The year following Milan’s fall, the triumphant Louis turned his attention to Naples whose restored king had died of malaria. Because the late Ferrandino’s short-lived marriage to his aunt had been childless, the Neapolitan crown had passed to his uncle, Frederick of Aragon, who appealed to his Spanish kinsman, Ferdinand of Aragon, for aid. Unfortunately for Frederick, Louis and Ferdinand had recently concluded the secret Treaty of Granada.
Under the terms of this shamelessly self-serving pact, the two kings had agreed to divide Neapolitan territory between themselves and Pope Alexander had tacitly blessed the partition by continuing to accept Louis and Ferdinand’s highly disingenuous argument that they could not launch a crusade against the Turks without occupying Naples . Betrayed by his Spanish cousin, and bereft of friends in Italy, Frederick could nothing to stop Louis.

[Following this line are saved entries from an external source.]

PR #4689, opened 2020-08-18
Kpt Deployer Config

felixtran39:
**Related**: #3904

**Description**
This is the config changes for the kpt deployer. The kpt deployer's implementation depends on this config.

Users will be able to specify using a kpt deployer in their skaffold.yaml. The functionality of the kpt deployer itself will not be implemented when this PR is merged. User facing docs not changed because we don't want users to use this deployer yet (functionality not implemented).

Here is what it will look like. 
```
deploy:
  kpt:
    dir: "foo"
    fn:
      fnPath: "foo"
      image: "foo"
    live:
      apply:
      - "foo"
      - "bar"
```

Functionality for the deployer coming next.

### DIFF
--- a/docs/content/en/schemas/v2beta7.json
+++ b/docs/content/en/schemas/v2beta7.json
@@ -1603,8 +1603,8 @@
       "properties": {
         "dir": {
           "type": "string",
-          "description": "path to the directory to run kpt functions against and deploy to the cluster.",
-          "x-intellij-html-description": "path to the directory to run kpt functions against and deploy to the cluster."
+          "description": "path to the directory to run kpt functions against.",
+          "x-intellij-html-description": "path to the directory to run kpt functions against."
         },
         "fn": {
           "$ref": "#/definitions/KptFn",
--- a/docs/content/en/schemas/v2beta7.json
+++ b/docs/content/en/schemas/v2beta7.json
@@ -828,6 +828,11 @@
           "description": "*beta* uses the `helm` CLI to apply the charts to the cluster.",
           "x-intellij-html-description": "<em>beta</em> uses the <code>helm</code> CLI to apply the charts to the cluster."
         },
+        "kpt": {
+          "$ref": "#/definitions/KptDeploy",
+          "description": "*beta* uses the `kpt` CLI to manage and deploy manifests.",
+          "x-intellij-html-description": "<em>beta</em> uses the <code>kpt</code> CLI to manage and deploy manifests."
+        },
         "kubeContext": {
           "type": "string",
           "description": "Kubernetes context that Skaffold should deploy to.",
@@ -861,6 +866,7 @@
         "helm",
         "kubectl",
         "kustomize",
+        "kpt",
         "statusCheckDeadlineSeconds",
         "kubeContext",
         "logs"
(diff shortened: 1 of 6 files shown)


briandealwis:
(Looked good to me too)

docs/content/en/schemas/v2beta7.json
```diff
@@ -861,6 +866,7 @@
         "helm",
         "kubectl",
         "kustomize",
```
yuwenma, line 868: Add kpt before kubectl or before kustomize?

briandealwis: This schema is auto-generated from the corresponding structure in config.go.  What matters more is the order in which they are handled in [getDeployer()](https://github.com/felixtran39/skaffold/blob/df42484b7c66635847c7bfc429c8ab2f9a360f10/pkg/skaffold/runner/new.go#L190-L217).  I think it makes sense to have kpt be last, since that way it has a chance to act upon the results of the other deployers?

pkg/skaffold/schema/latest/config.go
```diff
@@ -523,6 +526,34 @@ type KustomizeDeploy struct {
...
+	// Live adds additional configurations for `kpt live`.
+	Live KptLive `yaml:"live,omitempty"`
+}
+
+// KptFn adds additional configurations used when calling `kpt fn`.
+type KptFn struct {
+	// FnPath is the path to a kpt function or pipeline.
+	FnPath string `yaml:"fnPath,omitempty"`
+
+	// Image specifies an image to be run as a function.
```
yuwenma, line 546: ditto.

pkg/skaffold/schema/v2beta6/upgrade.go
```diff
@@ -24,6 +24,8 @@ import (
 
 // Upgrade upgrades a configuration to the next version.
 // Config changes from v2beta6 to v2beta7
+// 1. Additions:
+//		New KptDeploy, KptFn, and KptLive to support Kpt Deployer.
```
yuwenma, line 28: nit: remove the second ","?

docs/content/en/schemas/v2beta7.json
felixtran39: The order they are handled in `getDeployer()` shouldn't affect the result either. If alphabetical order is the convention I can change that.

pkg/skaffold/schema/v2beta6/upgrade.go
briandealwis: Not if you like oxford commas :-)

docs/content/en/schemas/v2beta7.json
```diff
@@ -1593,6 +1599,73 @@
...
+    "KptFn": {
+      "properties": {
+        "fnPath": {
+          "type": "string",
+          "description": "path to a kpt function or pipeline.",
+          "x-intellij-html-description": "path to a kpt function or pipeline."
+        },
+        "image": {
+          "type": "string",
+          "description": "specifies an image to be run as a function.",
```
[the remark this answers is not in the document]
briandealwis: You'd use a `yamltags:"oneOf= kpt"` to the appropriate fields.

docs/content/en/schemas/v2beta7.json
yuwenma: oh, what I mean is that strategically we'd like to recommend kpt over kustomize and kubectl to users. Since this specific field is "preferredOrder", we can let kpt comes up before the other less recommended ones. Agree that the order doesn't affect the real config operations. My comment is more from the user's perspective.

pkg/skaffold/schema/v2beta6/upgrade.go
yuwenma: to be honest, I didn't know this before. Thanks Brian and @felixtran39 😄

PR #4691, opened 2020-08-18
Kpt Deployer applyDir implementation and tests

felixtran39:
**Related**: #3904

**Description**
`getApplyDir` is a function which resolves the package to deploy to the cluster for kpt deployer. If unspecified, it will create a hidden directory .kpt-hydrated.

**User facing changes**
Users will have the ability to specify their own applyDir in skaffold.yaml.

**Follow-up Work**
Further implementation of kpt deployer will be next.

### DIFF
--- a/docs/content/en/schemas/v2beta7.json
+++ b/docs/content/en/schemas/v2beta7.json
@@ -1601,6 +1601,11 @@
     },
     "KptDeploy": {
       "properties": {
+        "applyDir": {
+          "type": "string",
+          "description": "path to the directory to deploy to the cluster.",
+          "x-intellij-html-description": "path to the directory to deploy to the cluster."
+        },
         "dir": {
           "type": "string",
           "description": "path to the directory to run kpt functions against.",
@@ -1619,6 +1624,7 @@
       },
       "preferredOrder": [
         "dir",
+        "applyDir",
         "fn",
         "live"
       ],
--- a/pkg/skaffold/deploy/kpt.go
+++ b/pkg/skaffold/deploy/kpt.go
@@ -18,18 +18,27 @@ package deploy
 
 import (
 	"context"
+	"fmt"
 	"io"
+	"os"
+	"os/exec"
+	"strings"
 
 	"github.com/GoogleContainerTools/skaffold/pkg/skaffold/build"
 	"github.com/GoogleContainerTools/skaffold/pkg/skaffold/runner/runcontext"
+	"github.com/GoogleContainerTools/skaffold/pkg/skaffold/schema/latest"
+	"github.com/GoogleContainerTools/skaffold/pkg/skaffold/util"
 )
 
 // KptDeployer deploys workflows with kpt CLI
 type KptDeployer struct {
+	*latest.KptDeploy
 }
 
 func NewKptDeployer(runCtx *runcontext.RunContext, labels map[string]string) *KptDeployer {
-	return &KptDeployer{}
+	return &KptDeployer{
+		KptDeploy: runCtx.Pipeline().Deploy.KptDeploy,
+	}
 }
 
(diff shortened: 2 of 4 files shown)


pkg/skaffold/deploy/kpt.go
```diff
@@ -47,3 +56,53 @@ func (k *KptDeployer) Cleanup(ctx context.Context, out io.Writer) error {
...
+// creates a hidden directory in place of applyDir.
+func (k *KptDeployer) getApplyDir(ctx context.Context) (string, error) {
+	if k.ApplyDir != "" {
+		if _, err := os.Stat(k.ApplyDir); os.IsNotExist(err) {
+			return "", err
+		}
+		return k.ApplyDir, nil
+	}
+
+	applyDir := ".kpt-hydrated"
```
yuwenma, line 70: We would want to check the existence of .kpt-hydrated befor creation.

pkg/skaffold/deploy/kpt.go
```diff
@@ -47,3 +56,53 @@ func (k *KptDeployer) Cleanup(ctx context.Context, out io.Writer) error {
...
+
+	// 0755 is a permission setting where the owner can read, write, and execute.
+	// Others can read and execute but not modify the file.
+	if err := os.MkdirAll(applyDir, 0755); err != nil {
+		return "", fmt.Errorf("applyDir was unspecified. creating applyDir: %w", err)
+	}
+
+	cmd := exec.CommandContext(ctx, "kpt", kptCommandArgs(applyDir, []string{"live", "init"}, nil, nil)...)
```
yuwenma, line 78: We only call `kpt live init` if the inventory-template.yaml doesn't exist in the applyDir.

docs/content/en/schemas/v2beta7.json
```diff
@@ -1601,6 +1601,11 @@
     },
     "KptDeploy": {
       "properties": {
+        "applyDir": {
+          "type": "string",
+          "description": "path to the directory to deploy to the cluster.",
+          "x-intellij-html-description": "path to the directory to deploy to the cluster."
+        },
```
yuwenma, line 1608: Is that possible to use v2beta8.json (if not, I'm fine with adding the applyDir here).

It's safer to surface the kpt options after all the backend supports are done.

pkg/skaffold/deploy/kpt.go
felixtran39: If .kpt-hydrated already exists, os.MkdirAll does nothing and returns nil.

docs/content/en/schemas/v2beta7.json
felixtran39: The schemas are autogenerated. It is possible to use v2beta8 but that would require having latest config = v2beta7 and then created a "next latest" config = v2beta8. This seems a bit awkward.

yuwenma: I see. Is v2beta7 the next new version or current version?

pkg/skaffold/deploy/kpt.go
felixtran39: I agree. The reason I was hesitant with checking if it doesn't exist first is because users can change the name of inventory-template.yaml and `kpt live init` will end up creating another template resource.

docs/content/en/schemas/v2beta7.json
MarlonGamez: v2beta7 hasn't been released yet, but is the version that is being developed and still allows for changes. Once we do another skaffold release, this version will become locked and someone will have to generate v2beta8

felixtran39: v2beta7 is the upcoming version and v2beta6 is the current version.

PR #5654, opened 2021-04-09
Fix `default-repo` by supporting nil as default value for flags

briandealwis:
Fixes: #5588
**Related**: #5632, #5548

**Description**
Adds support for "nillable" values like the use of `StringOrUndefined` used for `--default-repo`.  

Prior to #5632, we never initialized struct values (called `Var` in pflag).  But with the new `--port-forward` implementation (#5554), we now needed to initialize struct values with possibly different values depending on the command (#5548).

With #5548 we now reset `Var` type values to their default value, but it turns out that `--default-repo` had an incorrect default value of the empty string:
https://github.com/GoogleContainerTools/skaffold/blob/bcb2eaac8a642e71a8dcd2da1864b93295bd84aa/cmd/skaffold/app/cmd/flags.go#L99-L105

This default value should have been `nil`: the default repo support differentiates between `nil` and the empty string "".  When `nil`, Skaffold will look to see if there is a value set in the global config; whereas the empty string indicates that no default-repo should be used.

- the `default-repo` is able to be used from the global config again

### DIFF
--- a/cmd/skaffold/app/cmd/flags.go
+++ b/cmd/skaffold/app/cmd/flags.go
@@ -34,6 +34,13 @@ var (
 	fromBuildOutputFile flags.BuildOutputFileFlag
 )
 
+// Nillable is used to reset objects that implement pflag's `Value` and `SliceValue`.
+// Some flags, like `--default-repo`, use nil to indicate that they are unset, which
+// is different from the empty string.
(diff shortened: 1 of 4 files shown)


MarlonGamez (approved):
This looks good to me. I've also tested locally to verify it works

Issue #5660, opened 2021-04-09
InputDigest is not supported by CustomTemplateTagger


mikekamornikov:
### Expected behavior

I expect image tag with both some custom text and input digest created with `customTemplate` `tagPolicy`

### Actual behavior

```sh
$ skaffold build -p test-custom-template
creating runner: creating tagger: creating tagger: creating components: unknown component for custom template: DIGEST {GitTagger:<nil> ShaTagger:<nil> EnvTemplateTagger:<nil> DateTimeTagger:<nil> CustomTemplateTagger:<nil> InputDigest:0x7a479b8}
. If above error is unexpected, please open an issue https://github.com/GoogleContainerTools/skaffold/issues/new to report this error.
```

### Information

- Skaffold version: `v1.21.0-29-g89b83154e-dirty`
- Operating system: `macOS 10.15.7`
- Installed via: `built from master`
- Contents of skaffold.yaml:

```yaml
apiVersion: skaffold/v2beta14
kind: Config
profiles:
- name: test-custom-template
  build:
    tagPolicy:
      customTemplate:
        template: "release-aaa-{{.DIGEST}}"
        components:
        - name: DIGEST
          inputDigest: {}
    artifacts:
    - image: quay.io/my/project
      context: ../../..
      bazel:
        target: //project:docker.tar
```

### Steps to reproduce the behavior

1. clone this repo and build `skaffold` with `LOCAL=true make install`
2. `skaffold build -p test-custom-template`
3. ...

mikekamornikov:
@piotr-szybicki This one is related to #5192 .

tejal29:
will be fixed by https://github.com/GoogleContainerTools/skaffold/pull/5661

PR #5661, opened 2021-04-09
Add InputDigest support to CustomTemplateTagger

mikekamornikov:
Fixes: #5660  
**Related**: #5192 

**Description**
Allows `InputDigest` to be added to a map of taggers of `CustomTemplateTagger`.


mikekamornikov:
@piotr-szybicki I'm not sure if it's enough assuming `func (t *customTemplateTagger) EvaluateComponents` itself makes additions to `customMap` in the runtime. But this way it creates the tags I expect.

MarlonGamez (approved):
lgtm! Confirmed working locally. Thanks for taking the time to add this and update tests as well :)

PR #5663, opened 2021-04-10
Try reducing ttl to 30 seconds

briandealwis:
Re: #5248

**Description**
Try reducing the TTL for Maven Wagon pooled connections to 30s in the hopes that it may prevent connection resets during tests.


briandealwis:
Committing directly as this is a pretty trivial testing fix.

PR #5669, opened 2021-04-13
Allocate ports against INADDR_ANY

briandealwis:
Towards: #5590 

**Description**
This PR modifies our `GetAvailablePort()` function, and its uses, to allocate ports using INADDR_ANY (0.0.0.0) rather than `localhost` (127.0.0.1) as it is possible to listen on a port for a specific interface _even as another process is listening on INADDR_ANY with the same port_.


briandealwis:
Merged with #5670

PR #5670, opened 2021-04-13
Forwarding resources should not allocate system ports

briandealwis:
Fixes: #5590 
**Merge before/after**: #5669 

**Description**
This PR modifies our resource forwarder, used to forward ports defined by services and pods, to only request matching local ports when the remote port is > 1023.  So a service on port 8080 should still map to port 8080 (if available), but a service on port 80 will be mapped to some port ≥ 1024.

User-defined port-forwards in the `skaffold.yaml` are unaffected and can bind to system ports.

- automatic port-forwards no longer allocate ports 1–1023


nkubala (approved):
logic of this LGTM. we might want to call this out in https://skaffold.dev/docs/pipeline-stages/port-forwarding/ to avoid potential confusion, but I'll leave that up to you

PR #5674, opened 2021-04-13
[WIP] [V3] basic CMD struct: Add entrypoints to skaffold CMD

yuwenma:
**Related**: 5673

**Description**
1. Add a new flag "render-v2" so the render and deploy related commands can use the v3 path.
2. Add placeholders for later implementation.


tejal29:
Thanks @yuwenma Will take a look today afternoon!

yuwenma:
Need some refactoring before adding the render struct.

PR #5689, opened 2021-04-15
Emit TaskEvents Protos for PortForwarding

MarlonGamez:
Fixes: #5422
**Related**: #5368 #5422

**Description**
Emit taskevent protos on v2 endpoints

Users can now use the v2 event API to see the start, end, or failure of the portforward phase


pkg/skaffold/kubernetes/portforward/forwarder_manager.go
```diff
@@ -39,11 +41,12 @@ type Forwarder interface {
 
 // ForwarderManager manages all forwarders
 type ForwarderManager struct {
+	iteration  int
 	forwarders []Forwarder
 }
 
 // NewForwarderManager returns a new port manager which handles starting and stopping port forwarding
-func NewForwarderManager(out io.Writer, cli *kubectl.CLI, podSelector kubernetes.PodSelector, namespaces []string, label string, runMode config.RunMode, options config.PortForwardOptions, userDefined []*latest.PortForwardResource) *ForwarderManager {
+func NewForwarderManager(out io.Writer, cli *kubectl.CLI, podSelector kubernetes.PodSelector, iteration int, label string, runMode config.RunMode, options config.PortForwardOptions, userDefined []*latest.PortForwardResource) *ForwarderManager {
```
tejal29, line 49: I was under the impression, `NewForwarderManager`  was called only once at the start `devloop`. Can you confirm if you are seeing events for subsequent dev loops with correct dev iteration?

MarlonGamez: You're right, I meant to come back to this PR and update it as this approach doesn't work. In https://github.com/GoogleContainerTools/skaffold/pull/5710 I wanted to add the iteration field to the event handler and have a function to grab that value so that it doesn't have to be plumbed down into unrelated skaffold logic like I'm doing here

pkg/skaffold/kubernetes/portforward/forwarder_manager.go
```diff
@@ -107,11 +109,15 @@ func (p *ForwarderManager) Start(ctx context.Context, namespaces []string) error
 		return nil
 	}
 
+	eventV2.TaskInProgress(constants.PortForward, eventV2.GetIteration())
```
tejal29, line 112: This kind of looks a but odd. Shd we just change all the other uses of `eventV2.TaskInProgress` to use `eventV2.GetIteration()`?
```suggestion
	eventV2.TaskInProgress(constants.PortForward)
```

MarlonGamez: Good point, or I can just change all `Task*()` functions to use the underlying handler's iteration value and remove the extra parameter altogether. The handler's iteration field could then just increment when it sees `constants.DevLoop`

tejal29: yeah. Great idea. We don't even need the `devIteration` in runner.

tejal29 (approved):

Issue #5673, opened 2021-04-13
[Epic] Skaffold Render v2


yuwenma:
This is a tracking issue for skaffold v2 

 - [x] Legacy helm support: a user can continue to use `helm install` or `helm upgrade`
 - [ ] #7564
-  [x] Skaffold fix to translate v1 -> v2 configs
-  [x] Skaffold init support for v2 configs
-  [ ] Document new config schema and pipeline
-  [ ] #7565
-  [ ] #7566
-  [ ] Cloud Code Modules integration test - `skaffold debug` with modules makes all artifacts debuggable and port-forwarded

tejal29:
Moving this to july end milestone since we need to finish it by then. 
Can you add individual tasks for this EPIC?

tejal29:
Sync with @yuwenma to close this issue.

aaron-prindle:
Closing this in favor of individual bugs created for each bullet that are currently in the `alpha-fixup2` milestone:
https://github.com/GoogleContainerTools/skaffold/milestone/45

PR #5692, opened 2021-04-16
[V3] New V3 SkaffoldRunner

yuwenma:
**Related**:  #5673

**Description**
1. Refactored the runner directory.
2. Create a New SkaffoldRunner for V3. Both runner.SkaffoldRunner and v3.SkaffoldRunner implements the Runner interface.
2. Build, Test, Prune and other shared methods are moved from SkaffoldRunner to several individual structs (BuildRunner, TestRunner).
3. Both SkaffoldRunner and the V3 SkaffoldRunner have the shared structs as components.
4. Unittests are updated.
5. Add placeholders (not implemented error) in v3 SkaffoldRunner for later implementation.


pkg/skaffold/runner/build_deploy.go
```diff
@@ -99,57 +116,13 @@ func (r *SkaffoldRunner) Build(ctx context.Context, out io.Writer, artifacts []*
...
-func (r *SkaffoldRunner) Test(ctx context.Context, out io.Writer, artifacts []graph.Artifact) error {
-	if err := r.tester.Test(ctx, out, artifacts); err != nil {
-		return err
-	}
-
-	return nil
-}
-
-// DeployAndLog deploys a list of already built artifacts and optionally show the logs.
-func (r *SkaffoldRunner) DeployAndLog(ctx context.Context, out io.Writer, artifacts []graph.Artifact) error {
```
yuwenma, line 112: Moved to Deploy.go

pkg/skaffold/runner/v3/generate_pipeline.go
```diff
@@ -0,0 +1,28 @@
+/*
```
MarlonGamez, line 1: not completely sure we'll be supporting this feature in the future, might be best to just leave it out of newer versions?
wdyt @tejal29 @nkubala ?

MarlonGamez (commented):
This looks good to me, I think the thing I'm confused about is the v3 naming. I understand that it's named off the schema, but is kinda confusing since skaffold's major version number is still 1

pkg/skaffold/runner/v3/generate_pipeline.go
yuwenma: +1

I'd vote for removing the generate-pipeline from v3, or at most p2. 
For the v2 main stream, skaffold+ tekton seems to be a nice combination. the tekton also use skaffold in their examples see [here](https://github.com/tektoncd/pipeline/blob/main/docs/tutorial.md#running-your-task)

yuwenma:
> This looks good to me, I think the thing I'm confused about is the v3 package naming. I understand that it's named off the schema, but is kinda confusing since skaffold's major version number is still 1

yeah, when changing the schema from v1 to v2, I think we actually should bump the skaffold version to v2 at that time. Do you suggest using v2 here or re-align the schema and master version in this new skaffold render?

pkg/skaffold/runner/v3/generate_pipeline.go
tejal29: hmm i can see that generated yaml would change. We could re-implement what we have as P2.

We should also instrument its usage.

tejal29 (changes requested):

pkg/skaffold/runner/build_deploy.go
```diff
@@ -26,18 +26,35 @@ import (
...
 	eventV2 "github.com/GoogleContainerTools/skaffold/pkg/skaffold/event/v2"
 	"github.com/GoogleContainerTools/skaffold/pkg/skaffold/graph"
+	"github.com/GoogleContainerTools/skaffold/pkg/skaffold/kubernetes"
+	"github.com/GoogleContainerTools/skaffold/pkg/skaffold/runner/runcontext"
 	"github.com/GoogleContainerTools/skaffold/pkg/skaffold/schema/latest"
 	"github.com/GoogleContainerTools/skaffold/pkg/skaffold/tag"
 	"github.com/GoogleContainerTools/skaffold/pkg/skaffold/util"
 )
 
+type BuildRunner struct {
```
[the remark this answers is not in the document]
yuwenma: Sure. was trying to distinguish this builder with the build.Builder.

tejal29 (approved):

PR #5694, opened 2021-04-16
[V3] Add  flag as v3 entrypoint.

yuwenma:
**Related**:  #5673 

**Description**
Allow users to have access to V3 (skaffold render v2) via a "--experimental" flag in `skaffold dev|render|deploy|run` conmmands. 

This flag can be turned off once all V3 features are completed. Due to the long developing period as well as the kpt dependencies, we will support both v2 and V3 version streams developing and releasing together (A single skaffold binary) until V3 is ready for Beta.
 
Users can switch between V2 and V3 via the experimental flag. e.g. `skaffold dev --experimental ...` uses V3.

We also need a release.md doc (for developers) to talk about the new stream.
 
**Following Changes**
Schema refactoring for V3
Runner refactoring: #5692

PR #5695, opened 2021-04-16
[WIP][V3] Add the new schema v3alpha1.

yuwenma:
**Related**: #5673

**Description**
his schema contains the main fields to support the new skaffold render and deployment, powered by kpt. Some config names may change based on the the user survey results.

For reviewers:
 - `Render`: Top tier section. It contains the basic render functions `generate`, `validate` and `trasform`. It does not include the helmcharts (generate) and kpt package magement yet, which will be added on following CLs.
 - `Deploy`: Simplified. The deployers (helm, kubectl, kpt, kustomize) are removed. Some helm and kubectl features, and flags are not covered in the `deploy` section yet. Will be added in following CLs.
 -  v2 and v3 versions are not compatible. So the `upgrade` functions do not need to change. But we will add more checks on other codes to guarantee the v2 and v3 are not mixed (especially in multi-config mode).
 -  Generated doc via "go run hack/schemas/main.go".

### DIFF
--- a/pkg/skaffold/schema/v3alpha1/config.go
+++ b/pkg/skaffold/schema/v3alpha1/config.go
@@ -1,0 +1,1405 @@
+/*
+Copyright 2021 The Skaffold Authors
+
+Licensed under the Apache License, Version 2.0 (the "License");
+you may not use this file except in compliance with the License.
+You may obtain a copy of the License at
+
+    http://www.apache.org/licenses/LICENSE-2.0
+
+Unless required by applicable law or agreed to in writing, software
+distributed under the License is distributed on an "AS IS" BASIS,
+WITHOUT WARRANTIES OR CONDITIONS OF ANY KIND, either express or implied.
+See the License for the specific language governing permissions and
+limitations under the License.
+*/
+
+package v3alpha1
+
+import (
+	"encoding/json"
+
+	v1 "k8s.io/api/core/v1"
+	"sigs.k8s.io/kustomize/kyaml/yaml"
+
+	"github.com/GoogleContainerTools/skaffold/pkg/skaffold/schema/util"
+)
+
+const Version string = "skaffold/v3alpha1"
+
+// NewSkaffoldConfig creates a SkaffoldConfig
+func NewSkaffoldConfig() util.VersionedConfig {
+	return new(SkaffoldConfig)
+}
+
+// SkaffoldConfig holds the fields parsed from the Skaffold configuration file (skaffold.yaml).
+type SkaffoldConfig struct {
+	// APIVersion is the version of the configuration.
+	APIVersion string `yaml:"apiVersion" yamltags:"required"`
+
+	// Kind is always `Config`. Defaults to `Config`.
+	Kind string `yaml:"kind" yamltags:"required"`
+
+	// Metadata holds additional information about the config.
+	Metadata Metadata `yaml:"metadata,omitempty"`
+
+	// Dependencies describes a list of other required configs for the current config.
+	Dependencies []ConfigDependency `yaml:"requires,omitempty"`
+
+	// Pipeline defines the Build/Test/Deploy phases.
+	Pipeline `yaml:",inline"`
+
+	// Profiles *beta* can override be used to `build`, `test` or `deploy` configuration.
+	Profiles []Profile `yaml:"profiles,omitempty"`
+}
+
+// Metadata holds an optional name of the project.
+type Metadata struct {
+	// Name is an identifier for the project.
+	Name string `yaml:"name,omitempty"`
+}
+
+// Pipeline describes a Skaffold pipeline.
+type Pipeline struct {
+	// Build describes how images are built.
+	Build BuildConfig `yaml:"build,omitempty"`
+
+	// Test describes how images are tested.
+	Test []*TestCase `yaml:"test,omitempty"`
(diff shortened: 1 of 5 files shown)


pkg/skaffold/schema/v3alpha1/config.go
```diff
@@ -0,0 +1,1405 @@
+/*
```
gsquared94, line 1: If we're not going to immediately release this config I think we should move it to `pkg/skaffold/schema/experimental` or something. I think that'll help running into issues with all the `make` targets that do releases, new configs, etc.

yuwenma: This new version will go public in the next skaffold release (May 13th). It will allow early v3 users to try it out and won't mess up the current user experience.

Here's a corresponding PR. https://github.com/GoogleContainerTools/skaffold/pull/5694
Basically, v3 users run `skaffold dev --experimental`, v2 users run `skaffold dev`. 
New v3 release will bump the v3 master version v3alpha1 v3alpha2, while we also bump v2 versions for each month release v2beta14, v2beta15. v2 and v3 are **incompatible** with each other.

Thank you for raising this concern @gsquared94. I'll double check the make rules. BTW, the make rules are pretty cool.(my CLs have broken quicktest, coverage, linters, so far. Really nice coverage! 😄)  
 
cc @viglesiasce @tejal29 @nkubala  @marlon-gamez @aaron-prindle

MarlonGamez (commented):
This is looking good, but we need to modify hack/check-samples here to not treat this config as the latest released one. Right now in `hack/versions/cmd/latest-released/version.go` it's grabbing the latest version by doing `schema.SchemaVersions[len(schema.SchemaVersions)-2].APIVersion`, which will hit `v3alpha1` since that slice now looks like 
```
...
        {v2beta13.Version, v2beta13.NewSkaffoldConfig, true},
        {v2beta14.Version, v2beta14.NewSkaffoldConfig, true},
	{v3alpha1.Version, v3alpha1.NewSkaffoldConfig, false},
	{latest.Version, latest.NewSkaffoldConfig, true},
}
```

pkg/skaffold/schema/v3alpha1/config.go
tejal29: Thanks @yuwenma for  bringing this up. 

We are now moving to 2 weeks release cycle and this might get published before May 13th.
That said, we are running behind on V3 release plan. 
I don't mind the version number v2alpha1, v3alpha2 as alpha signifies experimental phase and users can choose if they want to move to the next experimental config or else config management would be confusing for users.

Like @marlon-gamez pointed previously, we should not point `v3alpha*` as latest. Can you address that in a separate PR?
Since this is the first version, we could do any from below
1) Make the `v3` flag hidden and not publish any docs for `v3alpha*` config,.
2) Make the `v3` flag hidden, create a directory https://skaffold-latest.firebaseapp.com/docs/references/yaml/v3/

When we do announce skaffold kpt integration, May 13th potentially
1) Unhide `v3` flag and publish  first `v3alpha1` schema version in https://skaffold-latest.firebaseapp.com/docs/references/yaml/v3/
2) From there on, any config changes would incremental config version

tejal29: Freezing the v3 config after the announcement of kpt skaffold integration would help you reiterate on the v3 config until the release without worrying about versioning.

pkg/skaffold/schema/versions.go
```diff
@@ -79,53 +80,55 @@ type APIVersion struct {
...
+	{v2beta5.Version, v2beta5.NewSkaffoldConfig, true},
+	{v2beta6.Version, v2beta6.NewSkaffoldConfig, true},
+	{v2beta7.Version, v2beta7.NewSkaffoldConfig, true},
+	{v2beta8.Version, v2beta8.NewSkaffoldConfig, true},
+	{v2beta9.Version, v2beta9.NewSkaffoldConfig, true},
+	{v2beta10.Version, v2beta10.NewSkaffoldConfig, true},
+	{v2beta11.Version, v2beta11.NewSkaffoldConfig, true},
+	{v2beta12.Version, v2beta12.NewSkaffoldConfig, true},
+	{v2beta13.Version, v2beta13.NewSkaffoldConfig, true},
+  {v2beta14.Version, v2beta14.NewSkaffoldConfig, true},
```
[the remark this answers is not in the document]
yuwenma: done

pkg/skaffold/schema/v3alpha1/config.go
yuwenma: @tejal29 

a qq: "we should not point v3alpha* as latest. Can you address that in a separate PR?" The `latest/config.go` is pointed to v2beta*. Do you mean somewhere else?

FYI, there's [doc](https://docs.google.com/document/d/1GFy_5ya-ajjSVe1t6f7IWUlAQu35eTHAZZ1GkJBiqcA/edit?resourcekey=0-sKE-yXjuymQ0w2qqNXnTzw) talking more about the refactoring. Let me know if that makes sense and I can update this PR accordingly.

tejal29: reviewed the doc. This can now be resolved.

yuwenma:
Deprecated.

By July 1501, the invaders had reached Capua, sixteen miles north of Naples, where the now familiar pattern of French brutality was repeated. Louis’ merciless guns quickly demolished the city’s ancient walls and thousands were killed during the French sack of the town. Anxious to avoid a similar fate, the cities of Campania surrendered en masse whereupon Frederick abdicated in favour of Louis . The victorious King of France marched into Naples on the 12th of October 1501 but the war was far from over.
North of the Alps, the Emperor watched Louis’ triumphs in Italy with growing alarm. Apart from the indignity of losing Milan, which had been a jewel in the imperial crown for more than 500 years, Maximilian could not afford to let two of the wealthiest territories in Italy fall into the hands of his enemies; yet, losing the brief, but bloody, Swabian War with the Swiss, was proof that the Empire could not defeat Louis alone.